Desde que osé hacer público lo de “La taaaaapa, la taaaaapa”, mi vida se ha convertido en un infierno. Mi santo, cual cobrador del frac, me persigue por toda la casa al bramido de “Las luuuuces, las luuuuces”. Es un hombre poco derrochón, qué le vamos a hacer. Exactamente igual que yo, a excepción del asunto lumínico, en que me gusta que mi hogar parezca una feria.
Esta querencia me viene de antiguo, pues recuerdo cómo de pequeña mi padre, al llegar de trabajar, y ante el asombroso espectáculo de no ver ni una sola bombilla apagada, nos inquiría: “¿¡Es que somos accionistas de La Sevillana!?”. Y justo después: “¿Qué os creéis, que nos regalan el dinero en el Banco’spaña?“. “Pues más vale, porque con lo que vais a tener que pagar de luz…”.
Así que aquí me tenéis, unos cuantos años más tarde, ahíta, agotada, fatigada porque mi maridito le ha declarado la guerra a los vatios. Al menos, aparentemente. Porque me barrunto que tal vez sea una venganza sin piedad por revelar tan íntimo secreto de nuestra vida escatológica.

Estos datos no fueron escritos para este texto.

PR #8402, opened 2021-03-27
Optimize the document on pal/audio

shrinktofit:
Re: cocos-creator/3d-tasks#

Changelog:
 * Optimizes the document on pal/audio.

Note the following:
- The document should be elaborate if possible. You'd better to illustrate the details and notes and side effects of API.

- Some return types are missed.

- Keep lines between declarations.

- Textual descriptions should be formal(caption, punctuators, syntax).

- If symbol names(class names, function names, var names) are referenced, one shall enclose them like `this`.

- `get duration()` did not specify the time unit. In seconds or milliseconds?

- The `volumn` parameter is not elaborate. What if it's not specified?

### DIFF
--- a/@types/pal/audio.d.ts
+++ b/@types/pal/audio.d.ts
@@ -44,7 +44,7 @@ declare module 'pal/audio' {
          * Asynchronously load a native audio for playing one shot.
          * @param url URL to the audio.
          * @param opts Load options.
-         * @returns The one shot player.
+         * @returns The native audio such as HTMLAudioElement or AudioBuffer.
          */
         static loadNative (url: string, opts?: import('pal/audio/type').AudioLoadOptions): Promise<unknown>;
 
--- a/@types/pal/audio.d.ts
+++ b/@types/pal/audio.d.ts
@@ -44,7 +44,7 @@ declare module 'pal/audio' {
          * Asynchronously load a native audio for playing one shot.
          * @param url URL to the audio.
          * @param opts Load options.
-         * @returns The native audio such as HTMLAudioElement or AudioBuffer.
+         * @returns The native audio such as `HTMLAudioElement` or `AudioBuffer`.
          */
         static loadNative (url: string, opts?: import('pal/audio/type').AudioLoadOptions): Promise<unknown>;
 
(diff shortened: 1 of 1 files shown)


@types/pal/audio.d.ts
```diff
@@ -1,126 +1,157 @@
...
         static load (url: string, opts?: import('pal/audio/type').AudioLoadOptions): Promise<AudioPlayer>;
+
         /**
-         * load native audio for playing one shot
-         * @param url
-         * @param opts
+         * Asynchronously load a native audio for playing one shot.
+         * @param url URL to the audio.
+         * @param opts Load options.
+         * @returns The one shot player.
```
PPpro:
```suggestion
         * @returns The native audio such as HTMLAudioElement or AudioBuffer.
```

PPpro (changes requested):

@types/pal/audio.d.ts
```diff
@@ -1,130 +1,162 @@
...
         static load (url: string, opts?: import('pal/audio/type').AudioLoadOptions): Promise<AudioPlayer>;
+
         /**
-         * load native audio for playing one shot
-         * @param url
-         * @param opts
+         * Asynchronously load a native audio for playing one shot.
+         * @param url URL to the audio.
+         * @param opts Load options.
+         * @returns The native audio such as HTMLAudioElement or AudioBuffer.
```
PPpro:
```suggestion
         * @returns The native audio such as `HTMLAudioElement` or `AudioBuffer`.
```

PPpro (changes requested):

PPpro (approved):

@types/pal/audio.d.ts
```diff
@@ -1,130 +1,162 @@
...
          */
         static loadNative (url: string, opts?: import('pal/audio/type').AudioLoadOptions): Promise<unknown>;
+
         /**
-         * max audio channel, if the amount of playing audios exceeds maxAudioChannel, some audio instances should be discarded by audio manager
+         * Max audio channel count allowed on current platform.
+         * if the amount of playing audios exceeds the limit,
```
PPpro:
```suggestion
         * If the amount of playing audios exceeds the limit,
```

PR #8418, opened 2021-04-01
Add custom material processing and pipeline type for pipeline.

caryliu1999:
https://github.com/cocos-creator/engine-native/pull/3716


cocos/core/pipeline/pipeline-scene-data.ts
```diff
@@ -61,10 +62,30 @@ export class PipelineSceneData {
...
+        if (this._deferredLightingMat === mat) return;
+        this._deferredLightingMat = (mat && mat.effectAsset) ? mat : builtinResMgr.get<Material>('builtin-deferred-material');
+        this.updateDeferredPassInfo();
+    }
+
+    public get deferredPostMat () {
+        return this._deferredPostMat;
+    }
+
+    public set deferredPostMat (mat: Material) {
```
pandamicro: The above api naming don't follow our rules, Mat should be Material instead

cocos/core/pipeline/define.ts
```diff
@@ -63,6 +63,15 @@ export enum RenderPriority {
     DEFAULT = 0x80,
 }
 
+/**
+ * @en The pipeline render type.
+ * @zh 渲染管线类型。
+ */
+export enum PipelineType {
```
pandamicro: The pipeline is designed for customization, this enum just make it static. I think the pipeline scene data is a future obstacle for customized pipeline, the different operations should be placed into the pipeline logic. If it's hard to modify currently, I suggest to at least make some APIs private:

- This enum
- pipelineType in Game
- deferred related properties in pipeline-scene-data

I think we can extend PipelineSceneData in each pipeline

cocos/core/pipeline/deferred/postprocess-stage.ts
```diff
@@ -167,25 +158,18 @@ export class PostprocessStage extends RenderStage {
...
-        if (builtinPostProcess) {
-            pass = builtinPostProcess.passes[0];
-            shader = ShaderPool.get(pass.getShaderVariant());
-        } else {
-            pass = this._postprocessMaterial!.passes[POSTPROCESSPASS_INDEX];
-            shader = ShaderPool.get(this._postprocessMaterial!.passes[POSTPROCESSPASS_INDEX].getShaderVariant());
-        }
+        const builtinPostProcess = sceneData.deferredPostMat;
+        const pass = builtinPostProcess.passes[0];
+        const shader = ShaderPool.get(pass.getShaderVariant());
```
2youyou2: Postprocess stage should bind material descriptorSet too.

```js
cmdBuff.bindDescriptorSet(SetIndex.MATERIAL, pass.descriptorSet);
```

caryliu1999: Already added it

cocos/core/pipeline/pipeline-scene-data.ts
caryliu1999: > The above api naming don't follow our rules, Mat should be Material instead

Already rename all the Mat.

cocos/core/pipeline/define.ts
caryliu1999: > The pipeline is designed for customization, this enum just make it static. I think the pipeline scene data is a future obstacle for customized pipeline, the different operations should be placed into the pipeline logic. If it's hard to modify currently, I suggest to at least make some APIs private:
> 
> * This enum
> * pipelineType in Game
> * deferred related properties in pipeline-scene-data
> 
> I think we can extend PipelineSceneData in each pipeline

Already delete enum PipelineType and add deferred-pipeline-scene-data.

pandamicro:
@caryliu1999 please delay this PR to v3.3

pandamicro (approved):

minggo (approved):

PR #8424, opened 2021-04-04
Fix cc.ImageAsset memory leaks (new legacyCC.Texture2D())

wyb10a10:
Re: cocos-creator/3d-tasks#

unload spine asset will be leaked,  the `GFX Texture Mem(M)` on the web mobile platform will be increased by loaded and released repeatedly! because this code will new a Texture, but not released on destroy().

```ts
    get _texture () {
        if (!this._tex) {
            const tex = new legacyCC.Texture2D();
            tex.name = this.nativeUrl;
            tex.image = this;
            this._tex = tex;
        }
        return this._tex;
    }
```

Changelog:
 * Fix cc.ImageAsset memory leaks

### DIFF
--- a/cocos/core/assets/image-asset.ts
+++ b/cocos/core/assets/image-asset.ts
@@ -233,7 +233,7 @@ export class ImageAsset extends Asset {
     }
 
     public destroy () {
-        if (this._tex && this._tex.image == this && this._tex.destroy) {
+        if (this._tex && this._tex.image === this) {
             this._tex.destroy()
         } 
         if (this.data && this.data instanceof HTMLImageElement) {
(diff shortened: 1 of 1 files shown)


pandamicro:
Hi, @wyb10a10 we are aware of the issue because of your PR, thank you very much !
However we have fixed the issue in v3.3 with another approach, we removed `ImageAsset._texture` which is much more proper. Please take a look at

https://github.com/cocos-creator/engine/pull/8707
https://github.com/cocos-creator/engine/pull/8742

So I'm sorry I have to close your PR, but I want you to know your contribution notified us about the problem and is very much appreciated.

PR #8434, opened 2021-04-09
native engine msaa

hana-alice:
Re: cocos-creator/3d-tasks#

Changelog:
 * 
jsb update, native-engine at least update to :https://github.com/cocos-creator/engine-native/pull/3383


hana-alice:
@minggo coresponding commit https://github.com/cocos-creator/engine-native/pull/3383. these two are paired.

PR #8462, opened 2021-04-16
Optimize the performance of the memory pool.

pandamicro:


pandamicro:
#8456 
cocos-creator/engine-native#3414

pandamicro:
https://github.com/cocos-creator/3d-tasks/issues/6760

PR #8486, opened 2021-04-19
temporarily bypass splash screen

hana-alice:
Re: cocos-creator/3d-tasks#

Changelog:
 * 
temp solution, issue here : https://github.com/cocos-creator/3d-tasks/issues/6874


pandamicro:
What would happen otherwise. Honestly it's not an acceptable solution, at least we can only skip it in native environment

hana-alice:
> What would happen otherwise. Honestly it's not an acceptable solution, at least we can only skip it in native environment

stuck white screen when launched. cannot do that because this happens before getting into native engine, parse png failed in jsb

pandamicro (approved):

PR #8500, opened 2021-04-20
fix auto Atlas PersistRootNode bug

LinYunMo:
Re: https://github.com/cocos-creator/3d-tasks/issues/6822


pandamicro (approved):

cocos/2d/assets/sprite-frame.ts
```diff
@@ -1105,6 +1105,7 @@ export class SpriteFrame extends Asset {
         this._rect.x = frame.x;
         this._rect.y = frame.y;
         this._calculateUV();
+        this.emit('updateUV');
```
pandamicro: change event name to uv-updated

pandamicro (changes requested):

pandamicro (approved):

PR #8509, opened 2021-04-21
fixed material set texture property

2youyou2:
Re: cocos-creator/3d-tasks#

Changelog:
 * fixed material set texture property


pandamicro (approved):

pandamicro:
https://github.com/cocos-creator/3d-tasks/issues/6870

PR #8752, opened 2021-06-02
Forbid dynamic atlas for texture in sub context view

finscn:
Re: cocos-creator/3d-tasks#

Changelog:
 *


cocos2d/core/components/SubContextView.js
```diff
@@ -80,6 +80,7 @@ let SubContextView = cc.Class({
     ctor () {
         this._sprite = null;
         this._tex = new cc.Texture2D();
+        this._tex._packable = false;
```
SantyWang, line 83: 为啥要赋值私有变量

jareguo: image

PPpro (approved):

PR #8761, opened 2021-06-03
fix morph instance reuse

YunHsiao:
`Models` are reused after destroy and `MorphModel` has a fragile dependency on the existence of the member `_morphRenderingInstance` at initialization. This will incorrectly enable morph for models that instead have none after some rounds of destroy & init loop.


troublemaker52025:
https://github.com/cocos-creator/3d-tasks/issues/7721

shrinktofit (approved):

shrinktofit:
Great catch.

PR #8778, opened 2021-06-07
Add editor extendable

shrinktofit:
Re: cocos-creator/3d-tasks#

Changelog:
 * Created a tag name, exposed as `editorExtrasTag`, to store editor specific property. Editor may use this tag to visit those properties. Classes declared with such property are expressed via interface `EditorExtendableObject`.

 * **For convinient**, **internal** class `EditorExtendableMixin` and **internal** function `EditorExtendable` are created to simplify the creation of `EditorExtendableObject`. I have documented that these utility function should not been exposed to users currently.

### DIFF
--- a/cocos/core/data/editor-extendable.ts
+++ b/cocos/core/data/editor-extendable.ts
@@ -1,0 +1,60 @@
+import { EDITOR } from 'internal:constants';
+import { js } from '../utils/js';
+import { CCClass } from './class';
+import { EditorExtendableObject, editorExtrasTag } from './editor-extras-tag';
+
+// Functions and classes exposed from this module are useful to
+// make a class to be `EditorExtendableObject`.
+//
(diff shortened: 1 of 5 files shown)


gameall3d (approved):
LGTM

cocos/core/data/editor-extendable.ts
```diff
@@ -0,0 +1,60 @@
+import { EDITOR } from 'internal:constants';
+import { js } from '../utils/js';
+import { CCClass } from './class';
+import { EditorExtendableObject, editorExtrasTag } from './editor-extras-tag';
+
+// Functions and classes exposed from this module are useful to
+// make a class to be `EditorExtendableObject`.
```
shrinktofit, line 7: Mark my words.

jareguo (approved):

PR #8784, opened 2021-06-08
V3.1.2 zxx43 particle

zxx43:
Re: cocos-creator/3d-tasks#

Changelog:
 *


cocos/particle/renderer/particle-system-renderer-data.ts
```diff
@@ -203,11 +203,24 @@ export default class ParticleSystemRenderer {
 
     private _particleSystem: any = null!; // ParticleSystem
 
+    create (ps: any) {
+        if (this._particleSystem === null) {
+            this._particleSystem = ps;
+            const useGPU = this._useGPU && isSupportGPUParticle();
+            this._particleSystem.processor = useGPU ? new ParticleSystemRendererGPU(this) : new ParticleSystemRendererCPU(this);
+            this._particleSystem.processor.onInit(this._particleSystem);
```
pandamicro: If particle is not enabled or node not activated in editor, this process will create more useless memory.
We need to control things more strictly, I think it's enough to assign `this._particleSystem = ps;`.

cocos/particle/renderer/particle-system-renderer-data.ts
```diff
@@ -203,11 +203,24 @@ export default class ParticleSystemRenderer {
 
     private _particleSystem: any = null!; // ParticleSystem
 
+    create (ps: any) {
+        if (this._particleSystem === null) {
```
pandamicro, line 210: Need to emit error when create is invoked and `_particleSystem` is not null, notify user when they are not invoking APIs correctly, not allowing create to be invoked twice with different particle system.

cocos/particle/renderer/particle-system-renderer-data.ts
pandamicro: create (ps: any) {
        if (this._particleSystem === null) {
            this._particleSystem = ps;
        }
        else if (this._particleSystem !== ps) {
            errorID(...); // Message: ParticleSystem cannot be created with different particle system
        }
    }

cocos/particle/renderer/particle-system-renderer-data.ts
```diff
@@ -203,11 +203,24 @@ export default class ParticleSystemRenderer {
...
-        this._particleSystem.processor = useGPU ? new ParticleSystemRendererGPU(this) : new ParticleSystemRendererCPU(this);
-        this._particleSystem.processor.onInit(ps);
+        // if particle system is null we run the old routine
+        // else if particle system is not null we do nothing
+        if (this._particleSystem === null) {
+            this._particleSystem = ps;
+            const useGPU = this._useGPU && isSupportGPUParticle();
+            this._particleSystem.processor = useGPU ? new ParticleSystemRendererGPU(this) : new ParticleSystemRendererCPU(this);
+            this._particleSystem.processor.onInit(ps);
+        }
```
pandamicro, line 225:
```
onInit (ps: any) {
    // No repetitive code
    this.create(ps);
    if (!this._particleSystem.processor) {
        const useGPU = this._useGPU && isSupportGPUParticle();
        this._particleSystem.processor = useGPU ? new ParticleSystemRendererGPU(this) : new ParticleSystemRendererCPU(this);
        this._particleSystem.processor.onInit(ps);
    }
    else {
        // message: Particle system shouldn't be initialized repetitively, otherwise there will be potential leak.
        errorID(...);
    }
}
```

pandamicro (changes requested):

cocos/particle/renderer/particle-system-renderer-data.ts
```diff
@@ -204,18 +204,23 @@ export default class ParticleSystemRenderer {
     private _particleSystem: any = null!; // ParticleSystem
```
shrinktofit, line 205: Could you supply the type info instead of any?

pandamicro (approved):

cocos/particle/renderer/particle-system-renderer-data.ts
zxx43: > 
> 
> Could you supply the type info instead of any?

ParticleSystemRenderer will import ParticleSystem and ParticleSystem will import ParticleSystemRenderer too, so if we use type ParticleSystem here will cause endless import and the editor will crash.

PR #8838, opened 2021-06-17
Optimize the synchronization of Pass.

caryliu1999:
Native: https://github.com/cocos-creator/engine-native/pull/3628


cocos/core/renderer/core/pass.ts
```diff
@@ -398,6 +418,12 @@ export class Pass {
             this._rootBuffer = null;
         }
 
+        if (JSB) {
+            if (this._passHandle) {
+                PassPool.free(this._passHandle);
+            }
+        }
```
minggo: 这放到 _destroy 吧

PR #8863, opened 2021-06-22
[Add] native renderScene update

GengineJS:


GengineJS:
https://github.com/cocos-creator/engine-native/pull/3638

PR #8866, opened 2021-06-23
add spine&db system && optimize system priority

novain1102:
Re: 
https://github.com/cocos-creator/3d-tasks/issues/6583
https://github.com/cocos-creator/3d-tasks/issues/7389
- 添加spine/ dragonbones system管理. 统一在postUpdate更新原生和web的数据. 修复和widget并用位置更新错误

另外: 
- 为System添加Priority枚举类. 用于优化注册系统时的参数
- 修复PRIORITY_SYSTEM: number = 1 << 31;会溢出的错误. 并将其废弃, 转调System.Priority.SCHDULED
- 移除没有被使用的PRIORITY_NON_SYSTEM

### DIFF
--- a/cocos/core/components/system.ts
+++ b/cocos/core/components/system.ts
@@ -39,7 +39,7 @@ export default class System implements ISchedulable {
     static Priority = Enum({
         LOW: 0,
         MEDIUM: 100,
-        HIGH: 1000,
+        HIGH: 200,
         SCHEDULER: (1 << 31) >>> 0,
     });
 
--- a/cocos/core/components/system.ts
+++ b/cocos/core/components/system.ts
@@ -40,7 +40,7 @@ export default class System implements ISchedulable {
         LOW: 0,
         MEDIUM: 100,
         HIGH: 1000,
-        SCHEDULED: (1 << 31) >>> 0,
+        SCHEDULER: (1 << 31) >>> 0,
     });
 
     protected _id = '';
--- a/cocos/core/components/system.ts
+++ b/cocos/core/components/system.ts
@@ -29,12 +29,20 @@
  */
 
 import { ISchedulable } from '../scheduler';
+import { Enum } from '../value-types/enum';
 
 /**
  * @en Base class for all functional system managed by [[Director]].
  * @zh 功能系统的基类，由 [[Director]] 管理。
  */
 export default class System implements ISchedulable {
+    static Priority = Enum({
+        LOW: 0,
+        MEDIUM: 100,
+        HIGH: 1000,
+        SCHEDULED: (1 << 31) >>> 0,
+    });
+
     protected _id = '';
     protected _priority = 0;
     protected _executeInEditMode = false;
--- a/cocos/dragon-bones/ArmatureSystem.ts
+++ b/cocos/dragon-bones/ArmatureSystem.ts
@@ -13,13 +13,10 @@ export class ArmatureSystem extends System {
      */
     static readonly ID = 'ARMATURE';
 
-    private static instance: ArmatureSystem;
+    private static _instance: ArmatureSystem;
 
     private constructor () {
         super();
-        if (ArmatureSystem.instance) {
-            errorID(12101);
-        }
     }
 
     /**
@@ -29,34 +26,34 @@ export class ArmatureSystem extends System {
      * 获取 Dragonbones Armature系统的单例。
      */
     public static getInstance () {
-        if (!ArmatureSystem.instance) {
-            ArmatureSystem.instance = new ArmatureSystem();
-            director.registerSystem(ArmatureSystem.ID, ArmatureSystem.instance, System.Priority.HIGH);
+        if (!ArmatureSystem._instance) {
+            ArmatureSystem._instance = new ArmatureSystem();
+            director.registerSystem(ArmatureSystem.ID, ArmatureSystem._instance, System.Priority.HIGH);
         }
-        return ArmatureSystem.instance;
+        return ArmatureSystem._instance;
     }
 
-    private armatures = new Set<ArmatureDisplay>();
+    private _armatures = new Set<ArmatureDisplay>();
 
     public add (armature: ArmatureDisplay | null) {
         if (!armature) return;
-        if (!this.armatures.has(armature)) {
-            this.armatures.add(armature);
+        if (!this._armatures.has(armature)) {
+            this._armatures.add(armature);
         }
     }
 
     public remove (armature: ArmatureDisplay | null) {
         if (!armature) return;
-        if (this.armatures.has(armature)) {
-            this.armatures.delete(armature);
+        if (this._armatures.has(armature)) {
+            this._armatures.delete(armature);
         }
     }
 
     postUpdate (dt: number) {
-        if (!this.armatures) {
+        if (!this._armatures) {
             return;
         }
-        this.armatures.forEach((armature) => {
+        this._armatures.forEach((armature) => {
             armature.updateAnimation(dt);
         });
     }
--- a/cocos/dragon-bones/ArmatureSystem.ts
+++ b/cocos/dragon-bones/ArmatureSystem.ts
@@ -2,6 +2,7 @@ import { director } from '../core/director';
 import { System } from '../core/components';
 import { ArmatureDisplay } from './ArmatureDisplay';
 import { legacyCC } from '../core/global-exports';
+import { errorID } from '../core';
 
 export class ArmatureSystem extends System {
     /**
@@ -16,6 +17,9 @@ export class ArmatureSystem extends System {
 
     private constructor () {
         super();
+        if (ArmatureSystem.instance) {
+            errorID(12101);
+        }
     }
 
     /**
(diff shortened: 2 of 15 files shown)


cocos/core/components/system.ts
```diff
@@ -29,12 +29,20 @@
...
 /**
  * @en Base class for all functional system managed by [[Director]].
  * @zh 功能系统的基类，由 [[Director]] 管理。
  */
 export default class System implements ISchedulable {
+    static Priority = Enum({
+        LOW: 0,
+        MEDIUM: 100,
+        HIGH: 1000,
+        SCHEDULED: (1 << 31) >>> 0,
```
pandamicro: SCHEDULER

cocos/dragon-bones/ArmatureSystem.ts
```diff
@@ -0,0 +1,71 @@
...
+     * Gets the instance of the tween system.
+     * @zh
+     * 获取Spine骨骼系统的实例。
+     */
+
+    public static get instance (): ArmatureSystem {
+        return ArmatureSystem._instance;
+    }
+
+    public static set instance (sys:ArmatureSystem) {
```
pandamicro: Not necessary, singleton instance don't need to be overridden. You need to check whether `_instance` exist, if not, create it automatically

cocos/dragon-bones/ArmatureSystem.ts
```diff
@@ -0,0 +1,71 @@
...
+director.once(Director.EVENT_INIT, () => {
+    initArmatureSystem();
+});
+
+function initArmatureSystem () {
+    const oldIns = ArmatureSystem.instance;
+    if (oldIns) {
+        director.unregisterSystem(oldIns);
+    }
+    const sys = new ArmatureSystem();
```
pandamicro: Just use `ArmatureSystem.instance`, you can't instantiate a singleton object with `new`, if you want to avoid that, you can create a constructor, and check for `ArmatureSystem.instance` existence, if it exists already, just report an error.

cocos/dragon-bones/ArmatureSystem.ts
```diff
@@ -0,0 +1,71 @@
...
+    (ArmatureSystem.instance as any) = sys;
+    director.registerSystem(ArmatureSystem.ID, sys, System.Priority.SCHEDULED);
```
pandamicro: Suggest to put registration into `constructor`, then you can be sure the singleton instance won't be created twice or registered twice

cocos/dragon-bones/ArmatureSystem.ts
```diff
@@ -0,0 +1,71 @@
...
+}
+
+director.once(Director.EVENT_INIT, () => {
+    initArmatureSystem();
+});
+
+function initArmatureSystem () {
+    const oldIns = ArmatureSystem.instance;
+    if (oldIns) {
+        director.unregisterSystem(oldIns);
```
pandamicro: As the following suggestion, don't need to do check and unregistration here

cocos/spine/skeleton-system.ts
```diff
@@ -0,0 +1,69 @@
+import { director, Director } from '../core/director';
+import { System } from '../core/components';
+import { Skeleton } from './skeleton';
+
+export class SkeletonSystem extends System {
```
pandamicro, line 6: Basically the same implementation, you can merge `SkeletonSystem` with `ArmatureSystem` to `SkeletonAnimation2D` (as we also have 3d skeleton animation). Reuse the same implementation

cocos/spine/skeleton.ts
```diff
@@ -707,7 +708,7 @@ export class Skeleton extends Renderable2D {
         return this._cacheMode !== AnimationCacheMode.REALTIME;
     }
 
-    public update (dt: number) {
+    public updateAnimation (dt: number) {
```
pandamicro, line 711: To be fully comply type check, you can have an interface

```
interface SkeletonAnimation2D {
    updateAnimation (dt: number): void;
}
```

Implement this interface in  both spine skeleton and db armature

pandamicro (changes requested):

cocos/spine/skeleton-system.ts
novain1102: Skeleton refers to Spine, Armature refers to Dragonbones, it's unreasonable to unify them as SkeletonAnimation. What's more, there are some slightly differences between their implementation. And the difference might be bigger and bigger in the future , although them are roughly similar now.

cocos/spine/skeleton.ts
novain1102: Same as above. I think that there is no need to use a unified interface to increase coupling

cocos/dragon-bones/ArmatureSystem.ts
```diff
@@ -0,0 +1,61 @@
...
+     */
+    public static getInstance () {
+        if (!ArmatureSystem.instance) {
+            ArmatureSystem.instance = new ArmatureSystem();
+            director.registerSystem(ArmatureSystem.ID, ArmatureSystem.instance, System.Priority.SCHEDULER);
+        }
+        return ArmatureSystem.instance;
+    }
+
+    private static armatures = new Set<ArmatureDisplay>();
```
pandamicro: ArmatureSystem is a singleton, don't need to share `armatures` as static property, just use class property

cocos/dragon-bones/ArmatureSystem.ts
```diff
@@ -0,0 +1,61 @@
...
+     * The ID flag of the system.
+     * @zh
+     * 此系统的 ID 标记。
+     */
+    static readonly ID = 'ARMATURE';
+
+    private static instance: ArmatureSystem;
+
+    private constructor () {
+        super();
```
pandamicro, line 19: You can check whether instance exist here, if exist report error to avoid duplicated singleton

```
if (ArmatureSystem.instance) {
    errorID(...);
}
```

cocos/dragon-bones/ArmatureSystem.ts
```diff
@@ -0,0 +1,61 @@
...
+    /**
+     * @en
+     * Gets the instance of the ArmatureSystem system.
+     * @zh
+     * 获取 Dragonbones Armature系统的单例。
+     */
+    public static getInstance () {
+        if (!ArmatureSystem.instance) {
+            ArmatureSystem.instance = new ArmatureSystem();
+            director.registerSystem(ArmatureSystem.ID, ArmatureSystem.instance, System.Priority.SCHEDULER);
```
pandamicro: I noticed we are actually using 200 for scheduler system, code can be found in director. All current system priorities:

- AnimationManager: Scheduler.PRIORITY_SYSTEM
- Physics2D & 3D: 0
- Tween: 100
- Scheduler: 200

Please update them with the following

1. Scheduler: System.Priority.SCHEDULER
2. AnimationManager & Tween: System.Priority.HIGH
3. SpineSystem & ArmatureSystem: System.Priority.HIGH
4. Physics2D & 3D: System.Priority.LOW

That means Scheduler should be executed first, then all animation system, at last physics update

cocos/spine/skeleton-system.ts
pandamicro: You are right, separate them into spine and db module can also help to cull system code when module is desactivated.

cocos/spine/skeleton-system.ts
```diff
@@ -0,0 +1,58 @@
...
+     * The ID flag of the system.
+     * @zh
+     * 此系统的 ID 标记。
+     */
+    static readonly ID = 'SKELETON';
+
+    private static instance: SkeletonSystem;
+
+    private constructor () {
+        super();
```
pandamicro, line 18: Same as ArmatureSystem

cocos/spine/skeleton-system.ts
```diff
@@ -0,0 +1,58 @@
...
+    /**
+     * @en
+     * Gets the instance of the Spine Skeleton system.
+     * @zh
+     * 获取 Spine 骨骼系统的单例。
+     */
+    public static getInstance () {
+        if (!SkeletonSystem.instance) {
+            SkeletonSystem.instance = new SkeletonSystem();
+            director.registerSystem(SkeletonSystem.ID, SkeletonSystem.instance, System.Priority.SCHEDULER);
```
pandamicro: Same as ArmatureSystem

cocos/spine/skeleton-system.ts
```diff
@@ -0,0 +1,58 @@
...
+        }
+        return SkeletonSystem.instance;
+    }
+
+    private static skeletons = new Set<Skeleton>();
```
pandamicro: Same as ArmatureSystem

pandamicro (changes requested):

cocos/dragon-bones/ArmatureSystem.ts
```diff
@@ -0,0 +1,65 @@
...
+     */
+    static readonly ID = 'ARMATURE';
+
+    private static instance: ArmatureSystem;
+
+    private constructor () {
+        super();
+        if (ArmatureSystem.instance) {
+            errorID(12101);
+        }
```
pandamicro: Just found another issue, if use new multiple times, it won't trigger any issue, 

```
let singleton1 = new ArmatureSystem();
let singleton2 = new ArmatureSystem();
let singleton3 = new ArmatureSystem();
// Still work
```

we should assign instance here instead of in `getInstance`.

cocos/dragon-bones/ArmatureSystem.ts
```diff
@@ -0,0 +1,65 @@
...
+     */
+    public static getInstance () {
+        if (!ArmatureSystem.instance) {
+            ArmatureSystem.instance = new ArmatureSystem();
+            director.registerSystem(ArmatureSystem.ID, ArmatureSystem.instance, System.Priority.HIGH);
+        }
+        return ArmatureSystem.instance;
+    }
+
+    private armatures = new Set<ArmatureDisplay>();
```
pandamicro: add `_` in the beginning of private properties `_armatures`

pandamicro (changes requested):

pandamicro (approved):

Él, que es el hombre tranquilo, el hermano mayor del santo Job, se ha dejado llevar por la revancha más roñosa. Y en el momento más inoportuno. Sí, porque no entiende que volver a la miopía a los 42 años es una desgracia como otra cualquiera. Porque yo era, amigos, una operada feliz, muy feliz, hasta que las traicioneras dioptrías han vuelto a mi vida, así que me paso el día diciendo “¡que no veeeeo!, ¡que no veeeeo”. Lo que me obliga a volver a los anteojos, a las lentes, a las gafitas de marras que taaaanto me gustan. “Claro, es la edad”, me dice todo el mundo, como si me hubiera convertido ya en una abuela con presbicia. Pues no, que lo mío es miopía adolescente.
Porque no veo un pimiento, y porque tengo otras cosas en qué pensar que en accionar interruptores cada vez que cambio mi ubicación en casa tan solo unos centímetros, nuestro hogar resplandece cual imperio en tiempos de Felipe II.
Pero la obsesión de mi santo es tan alta que no baja la guardia ni fuera de nuestro hogar. “Piiip, piiip”, sonaba mi whatsapp hace unos días: “Las luuuuces, las luuuuces”, leía estupefacta mientras él me reconvenía desde el coche. Ay, qué cruz. ¿Cómo le hago entender que un halógeno encendido no hace daño a nadie, mientras que una tapa levantada es un delito contra la higiene y contra mi precario equilibrio mental? Me siento más perseguida que Iker Casillas, que ya es decir.
Aunque ¿sabéis qué os digo? Que yo sigo a lo mío. Abajo la penumbra, arriba los corazones. Olvidemos el crepúsculo doméstico, la sombra, la oscuridad. Que echen humo los contadores de la luz para que haya quien se forre de una vez con todo el derecho. Y a mí costa. Que estoy rumbosa.
Luz y taquígrafos, amigos. Luz y taquígrafos.